# The Best NHT Speakers for home theatre Setup Opinion Advice Needed



## limkl72 (Aug 29, 2013)

I have owned some NHT speakers, AV Receiver and Power Amp. not long ago, need advisory,ideas or any opinion and suggestion for the best setup from members


6 x NHT Absolute Zero bookshelf
2 x NHT Classic Three bookshelf
2 x NHT VT1.2 floor stand 
1 x NHT Absolute Centre
1 x NHT VS1.2 Centre 
1 x NHT NHT SW2Si Passive Subwoofer
1 x JBL PB10 Active Subwoofer

1 x Pioneer SC-LX56 AV Receiver
1 x NHT SA2 Subwoofer Amp
1 x Kenwood KM207 Stereo Power Amp

Hopefully hear from the floor soon,thanks :sn:


----------



## Peter Loeser (Aug 11, 2012)

limkl72 said:


> 6 x NHT Absolute Zero bookshelf
> 2 x NHT Classic Three bookshelf
> 2 x NHT VT1.2 floor stand
> 1 x NHT Absolute Centre
> ...


Do you own the equipment listed and want to replace it? Or are you looking to start a new system from scratch?


----------



## limkl72 (Aug 29, 2013)

I had owned all those speakers and amp. already, as there are many different type of connection, just want to know the best way to connect so to get the best sound either for music or movie


----------



## Peter Loeser (Aug 11, 2012)

Understood. Your Pioneer receiver looks like a very nice model. Do you have space for a 9.1 system? You certainly have enough speakers, and the Pioneer can utilize front height and front wide speakers. Both are good additions to a 5.1 or 7.1 system in my opinion. In general its best to have your front left right and center speakers be identical or very closely matched. Ideally your surrounds should also be the same or similar but that is less critical. Considering your speakers are all NHT it shouldn't be a problem for you. I would use the largest speakers for the fronts (VT and VS I'm guessing).


----------



## limkl72 (Aug 29, 2013)

My Pioneer AVR is THX select2 certified , handling option 210W x 9ch / 4ohm, 170W x 9ch / 6ohm, 130W x 9ch / 8ohm
i understand using largest speakers as main and small as surround,
however there are many ways of connection, 
sort of Bi-Amping, Double Bi-Amp for the front,
this Pioneer AVR can handle easily impedeance in between 4ohm-16ohm,
it has additional 7.2 pre out from behind for connect extra Power Amp,
I have read quite lots of idea from some websites and been tried few kind of connection.

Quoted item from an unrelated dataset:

PR #406, opened 2021-05-31
OP-525 comment out "hibernate.hbm2ddl.auto"

dbmalkovsky:
See OP-525.

This removes the warning message from the startup log.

Now i m using Pioneer AVR to drive
2 centre speakers which are model NHT Absolute Centre and VS1.2 (both are actual same spec instead of different model),no pressure at all connect as parrallel, 
6 x NHT Absolute Zero as front height, side and back surround.
Then Pioneer AVR connect direct from binding post to NHT SA-2 subwoofer Amp to drive seperately NHT Classic 3 out 
from high pass filter and NHT SW2 passive sub out from low pass filter as Main front bi amp method, 
Another Pioneer AVR sub pre-out connect to JBL PB10 subwoofer, (both sub are 10")' 
I use Pioneer AVR additional pre out connect to Kenwood model KM207 Power Amp to drive NHT VT1.2 floorstand.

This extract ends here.